- PROBLEM TO WORK ON: Would you please copy every line from the records that contains the word "same"?

------ RECORD SET

PR #99, opened 2024-04-29
fix: DNSRecord status updates on errors

### LINKED ISSUE #96: bug: errors in the dns record controller do no backoff and continue to retry
**What**

When an error occurs in the dns record controller(provider error for example), the controller appears to no longer return an error from the reconcile and so never goes into the exponential backoff of retries that would normally happen in this case. It currently instead goes into a never ending loop which will cause it to reach API request limits very quickly. 

If there is an error [here](https://github.com/Kuadrant/dns-operator/blob/main/internal/controller/dnsrecord_controller.go#L140), or anywhere really, it should be returning `return ctrl.Result{}, err` from Reconcile. 

**Steps to reproduce**

- set up a DNSPolicy with an invalid GEO in a single cluster

mikenairn:
fixes #96 

Fixes an issue where the DNSRecord status was incorrectly being updated on every reconciliation even when errors were occuring causing the reconciler to go into a never ending loop and never exponentially backoff as would be expected in an error case.

### DIFF
--- a/internal/controller/dnsrecord_controller.go
+++ b/internal/controller/dnsrecord_controller.go
@@ -133,7 +133,7 @@ func (r *DNSRecordReconciler) Reconcile(ctx context.Context, req ctrl.Request) (
 		reason = "ValidationError"
 		message = fmt.Sprintf("validation of DNSRecord failed: %v", err)
 		setDNSRecordCondition(dnsRecord, string(v1alpha1.ConditionTypeReady), metav1.ConditionFalse, reason, message)
-		return r.updateStatus(ctx, previous, dnsRecord, noRequeueDuration)
+		return r.updateStatus(ctx, previous, dnsRecord, noRequeueDuration, err)
 	}
 
 	// Publish the record
@@ -142,7 +142,7 @@ func (r *DNSRecordReconciler) Reconcile(ctx context.Context, req ctrl.Request) (
 		reason = "ProviderError"
 		message = fmt.Sprintf("The DNS provider failed to ensure the record: %v", provider.SanitizeError(err))
 		setDNSRecordCondition(dnsRecord, string(v1alpha1.ConditionTypeReady), metav1.ConditionFalse, reason, message)
-		return r.updateStatus(ctx, previous, dnsRecord, noRequeueDuration)
+		return r.updateStatus(ctx, previous, dnsRecord, noRequeueDuration, err)
 	}
 	// success
 	dnsRecord.Status.ObservedGeneration = dnsRecord.Generation
@@ -152,19 +152,30 @@ func (r *DNSRecordReconciler) Reconcile(ctx context.Context, req ctrl.Request) (
 		return ctrl.Result{}, err
 	}
 
-	return r.updateStatus(ctx, previous, dnsRecord, requeueAfter)
+	return r.updateStatus(ctx, previous, dnsRecord, requeueAfter, nil)
 }
 
-func (r *DNSRecordReconciler) updateStatus(ctx context.Context, previous, current *v1alpha1.DNSRecord, requeueAfter time.Duration) (reconcile.Result, error) {
-	current.Status.QueuedFor = metav1.NewTime(reconcileStart.Add(requeueAfter))
+func (r *DNSRecordReconciler) updateStatus(ctx context.Context, previous, current *v1alpha1.DNSRecord, requeueAfter time.Duration, specErr error) (reconcile.Result, error) {
+	if specErr != nil {
+		current.Status.WriteCounter = previous.Status.WriteCounter
+		current.Status.ValidFor = previous.Status.ValidFor
+		current.Status.QueuedAt = previous.Status.QueuedAt
+		current.Status.QueuedFor = previous.Status.QueuedFor
+	}
 
 	if !equality.Semantic.DeepEqual(previous.Status, current.Status) {
-		updateError := r.Status().Update(ctx, current)
-		if apierrors.IsConflict(updateError) {
-			return ctrl.Result{Requeue: true}, nil
+		if updateError := r.Status().Update(ctx, current); updateError != nil {
+			if apierrors.IsConflict(updateError) {
+				return ctrl.Result{Requeue: true}, nil
+			}
+			return ctrl.Result{}, updateError
 		}
-		return ctrl.Result{RequeueAfter: requeueAfter}, updateError
 	}
+
+	if specErr != nil {
+		return ctrl.Result{Requeue: true}, nil
+	}
+
 	return ctrl.Result{RequeueAfter: requeueAfter}, nil
 }
 
--- a/internal/external-dns/plan/plan.go
+++ b/internal/external-dns/plan/plan.go
@@ -437,13 +437,14 @@ func (e *managedRecordSetChanges) calculateDesired(update *endpointUpdate) {
 	}
 
 	currentCopy := update.current.DeepCopy()
+	desiredCopy := update.desired.DeepCopy()
 
 	// A Records can be merged, but we remove the known previous target values first in order to ensure potentially stale values are removed
 	if update.current.RecordType == endpoint.RecordTypeA {
 		if update.previous != nil {
 			removeEndpointTargets(update.previous.Targets, currentCopy)
 		}
-		mergeEndpointTargets(update.desired, currentCopy)
+		mergeEndpointTargets(desiredCopy, currentCopy)
 	}
 
 	// CNAME records can be merged, it's expected that the provider implementation understands that a CNAME might have
@@ -452,15 +453,13 @@ func (e *managedRecordSetChanges) calculateDesired(update *endpointUpdate) {
 		if update.previous != nil {
 			removeEndpointTargets(update.previous.Targets, currentCopy)
 		}
-		mergeEndpointTargets(update.desired, currentCopy)
+		mergeEndpointTargets(desiredCopy, currentCopy)
 
 		//ToDo manirn Check this is actually needed, and if it is add a test that requires it to be here
-		if len(update.desired.Targets) <= 1 {
+		if len(desiredCopy.Targets) <= 1 {
 			log.Debugf("skipping check for managed dnsNames for CNAME with single target value")
 			return
 		}
-
-		desiredCopy := update.desired.DeepCopy()
 
 		// Calculate if any of the new desired targets are also managed dnsNames within this record set.
 		// If a target is not managed, do nothing and continue with the current targets.
@@ -476,7 +475,7 @@ func (e *managedRecordSetChanges) calculateDesired(update *endpointUpdate) {
 
 				// If the target has no owners we can just remove it
 				if len(tOwners) == 0 {
-					removeEndpointTarget(t, update.desired)
+					removeEndpointTarget(t, desiredCopy)
 					break
 				}
 
@@ -490,13 +489,14 @@ func (e *managedRecordSetChanges) calculateDesired(update *endpointUpdate) {
 						}
 					}
 					if !hasMutualOwner {
-						removeEndpointTarget(t, update.desired)
+						removeEndpointTarget(t, desiredCopy)
 					}
 				}
 
 			}
 		}
 	}
+	update.desired = desiredCopy
 }
 
 func removeEndpointTarget(target string, endpoint *endpoint.Endpoint) {
--- a/test/e2e/multi_record_test.go
+++ b/test/e2e/multi_record_test.go
@@ -119,7 +119,7 @@ var _ = Describe("Multi Record Test", func() {
 				err := k8sClient.Create(ctx, dnsRecord1)
 				Expect(err).ToNot(HaveOccurred())
 
-				By("creating dnsrecord " + dnsRecord1.Name)
+				By("creating dnsrecord " + dnsRecord2.Name)
 				err = k8sClient.Create(ctx, dnsRecord2)
 				Expect(err).ToNot(HaveOccurred())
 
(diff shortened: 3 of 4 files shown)


internal/controller/dnsrecord_controller.go
```diff
@@ -371,9 +381,13 @@ func (r *DNSRecordReconciler) applyChanges(ctx context.Context, dnsRecord *v1alp
...
 
-	dnsRecord.Status.ValidFor = defaultRequeueTime.String()
-	dnsRecord.Status.QueuedAt = reconcileStart
 	if plan.Changes.HasChanges() {
+		logger.Info("Applying changes")
+		err = registry.ApplyChanges(ctx, plan.Changes)
+		if err != nil {
+			return noRequeueDuration, err
+		}
+
```
makslion, line 390: If there is a situation when generation has changed and we failed to `.ApplyChanges()` we will not reset the counter and on the next run (if we succeed to apply the changes) the generation will be the same so the counter will not be reset even through the generation change. Should we move this block in the beginning on the logic then? :thinking: I might be missing something

internal/controller/dnsrecord_controller.go
```diff
@@ -387,19 +401,16 @@ func (r *DNSRecordReconciler) applyChanges(ctx context.Context, dnsRecord *v1alp
...
 	} else {
 		logger.Info("All records are already up to date")
 		dnsRecord.Status.WriteCounter = 0
 		wrtiteCounter.WithLabelValues(dnsRecord.Name, dnsRecord.Namespace).Set(0)
 		setDNSRecordCondition(dnsRecord, string(v1alpha1.ConditionTypeReady), metav1.ConditionTrue, "ProviderSuccess", "Provider ensured the dns record")
 	}
 
+	dnsRecord.Status.ValidFor = defaultRequeueTime.String()
+	dnsRecord.Status.QueuedAt = reconcileStart
+
```
makslion, line 414: I think I found a bug in the way it was before :laughing:  Ok, so we are never really returning the `validationRequeueTime` from the `aaplyChanges` function. The reason it was passing tests - integration suite was able to get validation on the `defaultValidation`. Basically the `.Status.ValidFor` is a return value for the validation time. In the changes you are proposing we are setting that status always to the `defaultRequeuTime` while we should set it to either `ValidationRequeueTime` or `defaultRequeueTime` based on if we had changes or not and we should use the appropriate return value.

internal/controller/dnsrecord_controller.go
```diff
@@ -156,15 +156,25 @@ func (r *DNSRecordReconciler) Reconcile(ctx context.Context, req ctrl.Request) (
 }
 
 func (r *DNSRecordReconciler) updateStatus(ctx context.Context, previous, current *v1alpha1.DNSRecord, requeueAfter time.Duration) (reconcile.Result, error) {
-	current.Status.QueuedFor = metav1.NewTime(reconcileStart.Add(requeueAfter))
+	if requeueAfter != noRequeueDuration {
+		current.Status.QueuedFor = metav1.NewTime(reconcileStart.Add(requeueAfter))
+	}
```
makslion, line 161: This is one of two problems this PR is solving - constant updates to this field were causing the reconciler to go nuts. If we aren't setting/maintaining this field always (in other words it won't always be a reliable source of information) we better reset it to zero time. With something like this:
```
if requeueAfter != noRequeueDuration {
		current.Status.QueuedFor = metav1.NewTime(reconcileStart.Add(requeueAfter))
	} else {
		current.Status.QueuedFor = metav1.NewTime(time.Time{})
	}
```
wdyt?

internal/controller/dnsrecord_controller.go
```diff
@@ -156,15 +156,25 @@ func (r *DNSRecordReconciler) Reconcile(ctx context.Context, req ctrl.Request) (
...
+			return ctrl.Result{}, updateError
 		}
-		return ctrl.Result{RequeueAfter: requeueAfter}, updateError
 	}
+
+	if requeueAfter == noRequeueDuration {
+		// `ctrl.Result{RequeueAfter: 0, Requeue: true}, nil` results in the same backoff behaviour as `ctrl.Result{}, err`
+		// but with no error reported in the logs
+		return ctrl.Result{RequeueAfter: 0, Requeue: true}, nil
+	}
```
makslion, line 176: So the `noRequeueDuration` isn't really a no requeue anymore? Should we call it an `errorRequeueDuration` instead? And the `return ctrl.Result{RequeueAfter: 0, Requeue: true}, nil` is confusing a bit. It will still requeue immediately as the boolean flag takes precedence but `RequeueAfter: 0` is:
1. Ignored if `Reqeue: true` 
2. Means "do not requeue" if `Requeue: false` 
I'd vote for `return ctrl.Result{Requeue: true}, nil` to be less confusing

internal/controller/dnsrecord_controller.go
```diff
@@ -156,15 +156,25 @@ func (r *DNSRecordReconciler) Reconcile(ctx context.Context, req ctrl.Request) (
...
 
 	if !equality.Semantic.DeepEqual(previous.Status, current.Status) {
-		updateError := r.Status().Update(ctx, current)
-		if apierrors.IsConflict(updateError) {
-			return ctrl.Result{Requeue: true}, nil
+		if updateError := r.Status().Update(ctx, current); updateError != nil {
+			if apierrors.IsConflict(updateError) {
+				return ctrl.Result{Requeue: true}, nil
+			}
+			return ctrl.Result{}, updateError
```
makslion, line 168: in here we want to requeue if we have a conflict with no error returned. And if there is another error we want a default backoff with errors in the logs. If we make the last line to be `return ctrl.Result{RequeueAfter: requeueAfter}, updateError` it should do the same but we will have less of `if` statements around.

internal/controller/dnsrecord_controller.go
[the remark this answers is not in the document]
mikenairn: As discussed, no.

internal/controller/dnsrecord_controller.go
```diff
@@ -152,22 +152,43 @@ func (r *DNSRecordReconciler) Reconcile(ctx context.Context, req ctrl.Request) (
...
+
 	return ctrl.Result{RequeueAfter: requeueAfter}, nil
 }
 
+// calculateStatus calculate and apply the status of the dnsRecord based on what has happened during the reconcile.
+// ToDo This should be the only thing updating the status of the dnsRecord.
+func (r *DNSRecordReconciler) calculateStatus(dnsRecord *v1alpha1.DNSRecord, requeueAfter time.Duration, specErr error) {
+	if specErr != nil {
+		//Set these values to whatever they should be in an error state, they should not change again until we leave the error state.
+		dnsRecord.Status.WriteCounter = -1
```
philbrookes, line 182: I'm not  sure we should reset the writeCounter, I'd think we leave that unchanged.

mikenairn: What's the value in leaving it? Is it not meaningless in this scenario? We can possible leave it, but we need to ensure wherever it is getting changed doesn't change it on error or it potentially will keep updating which this what this is trying to avoid.

internal/controller/dnsrecord_controller.go
```diff
@@ -387,19 +408,18 @@ func (r *DNSRecordReconciler) applyChanges(ctx context.Context, dnsRecord *v1alp
 				return noRequeueDuration, err
 			}
 		}
-		dnsRecord.Status.ValidFor = validationRequeueTime.String()
```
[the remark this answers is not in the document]
mikenairn: I'm tempted to revert all these changes in `applyChanges` since now that the updateStatus is making sure these values are set to a consistent value on error the changes here are not really required to fix the bug.

That all said, this does also fix an issue where it didn't return `validationRequeueTime`, and also makes more sense to leave these updates to after we actually apply changes and know what is happening.

Why would you set `ValidFor` if you are entering a validation loop? Does that not suggest it's valid, even though we haven't done the validation loop yet?

internal/controller/dnsrecord_controller.go
philbrookes: yes, it should be unchanged in an error. 

The scenario I'm imagining is:
1) A controller is having to write it's changes a lot, incrementing this counter to make that visible
2) The controller gets ratelimited by the DNS provider (or network outage or whatever) temporarily.
3) With the above change, this error resets the counter to zero, but in reality the problem causing the multiple writes isn't resolved.

internal/controller/dnsrecord_controller.go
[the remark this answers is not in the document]
philbrookes: I would think: If there has been an error, validFor should be 0 (or nil, or similar) because it is not valid.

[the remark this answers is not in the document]
mikenairn: This isn't related to errors, ensuring it's set to 0 on error is dealt with in `calculateStatus`. 

What should `validFor` be set to between the time it applies changes and comes back round and validates that there are no new changes.

internal/controller/dnsrecord_controller.go
mikenairn: OK, i can see that. We will need the changes i made in `applyChanges` in that case as currently it bumps this before even doing anything.

internal/controller/dnsrecord_controller.go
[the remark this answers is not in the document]
makslion: that, actually, makes more sense than what we have now :thinking: and gives that bit of information for the future reconciliation [here](https://github.com/Kuadrant/dns-operator/pull/99/files#diff-adacb6a4589c65c2d853c0f59ca02d6b8fb50bb388b41de1d13e99b0d128cfe1R189) but in this case I'd prefer it to be 0 just like Phil suggested  even if we have no errors and just doing validation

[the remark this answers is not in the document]
philbrookes: I think it should still be the couple of seconds. If we think of this as... how long I'm willing to leave this before rechecking that it is still like I expect it to be. Then this is the period of time until it goes back to the API right? Initially 5s or whatever, then 10, 20, 40. It's never really saying "it's valid" but instead more like "I believe it's valid".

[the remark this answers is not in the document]
mikenairn: OK `validFor` as a name does not suggest what you are saying, but changing it here is not needed to resolve the bug so will add it back but inside the code where we expect it to validating not at the start before we do anything.

internal/controller/dnsrecord_controller.go
mikenairn: updated

internal/controller/dnsrecord_controller.go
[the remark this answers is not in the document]
mikenairn: added back, sets all the values to what is expected deepening on whether there are changes or not

internal/controller/dnsrecord_controller.go
```diff
@@ -371,9 +387,14 @@ func (r *DNSRecordReconciler) applyChanges(ctx context.Context, dnsRecord *v1alp
 		return noRequeueDuration, err
 	}
 
-	dnsRecord.Status.ValidFor = defaultRequeueTime.String()
-	dnsRecord.Status.QueuedAt = reconcileStart
 	if plan.Changes.HasChanges() {
+		logger.Info("Applying changes")
```
philbrookes, line 391: should this be removed?

internal/controller/dnsrecord_controller.go
```diff
@@ -387,19 +408,22 @@ func (r *DNSRecordReconciler) applyChanges(ctx context.Context, dnsRecord *v1alp
...
-		dnsRecord.Status.WriteCounter = 0
-		wrtiteCounter.WithLabelValues(dnsRecord.Name, dnsRecord.Namespace).Set(0)
-		setDNSRecordCondition(dnsRecord, string(v1alpha1.ConditionTypeReady), metav1.ConditionTrue, "ProviderSuccess", "Provider ensured the dns record")
+
+		logger.Info(fmt.Sprintf("endpoints were updated, requing for validation in %s", validationRequeueTime.String()))
+		return validationRequeueTime, nil
 	}
 
+	//Set WriteCounter, ValidFor, QueuedAt, Ready condition true and return defaultRequeueTime when we have no changes!
+	dnsRecord.Status.WriteCounter = 0
```
philbrookes, line 421: WriteCounter shouldn't be getting reset here either, right? It should only reset to 0 when the generation changes

internal/controller/dnsrecord_controller.go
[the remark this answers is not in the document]
makslion: the `validFor` will be exponential once we validated the record, but before the validation occurs that should be 0 :thinking:  the "I'll poke API at this time" is the `queuedFor` field. We aren't using it at the moment but that could be changed. 

Right now it looks like this: 

- got a fresh record, applied changes.
-  Set `queuedAt` as the current reconcile time, `validFor` is set to the duration in which i will poke the API and `queuedFor` = `queuedAt`+`validFor` 
- got record for validation. if  `queuedAt`+`validFor` is before `time.Now()` 
- repeat step 2

We could ask the logic to check for premature arrival of the record based on the `queuedFor` instead of doing that math. So the `queuedAt` and `validFor` fields will be just for humans to read. This should let us to use the `validFor` in a way it is called - those values are validated and will be valid for that much since the `queuedAt`

internal/controller/dnsrecord_controller.go
mikenairn: This is the same logic as main

internal/controller/dnsrecord_controller.go
```diff
@@ -152,19 +152,30 @@ func (r *DNSRecordReconciler) Reconcile(ctx context.Context, req ctrl.Request) (
...
 
-func (r *DNSRecordReconciler) updateStatus(ctx context.Context, previous, current *v1alpha1.DNSRecord, requeueAfter time.Duration) (reconcile.Result, error) {
-	current.Status.QueuedFor = metav1.NewTime(reconcileStart.Add(requeueAfter))
+func (r *DNSRecordReconciler) updateStatus(ctx context.Context, previous, current *v1alpha1.DNSRecord, requeueAfter time.Duration, specErr error) (reconcile.Result, error) {
+	if specErr != nil {
+		current.Status.WriteCounter = previous.Status.WriteCounter
+		current.Status.ValidFor = previous.Status.ValidFor
+		current.Status.QueuedAt = previous.Status.QueuedAt
+		current.Status.QueuedFor = previous.Status.QueuedFor
+	}
```
mikenairn, line 164: If we get an error ensure that these status fileds are not updated from there previous values

philbrookes (approved):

------------

- RESPONSE BOX:
makslion, line 390: If there is a situation when generation has changed and we failed to `.ApplyChanges()` we will not reset the counter and on the next run (if we succeed to apply the changes) the generation will be the same so the counter will not be reset even through the generation change. Should we move this block in the beginning on the logic then? :thinking: I might be missing something
+		// `ctrl.Result{RequeueAfter: 0, Requeue: true}, nil` results in the same backoff behaviour as `ctrl.Result{}, err`
makslion, line 168: in here we want to requeue if we have a conflict with no error returned. And if there is another error we want a default backoff with errors in the logs. If we make the last line to be `return ctrl.Result{RequeueAfter: requeueAfter}, updateError` it should do the same but we will have less of `if` statements around.
mikenairn: This is the same logic as main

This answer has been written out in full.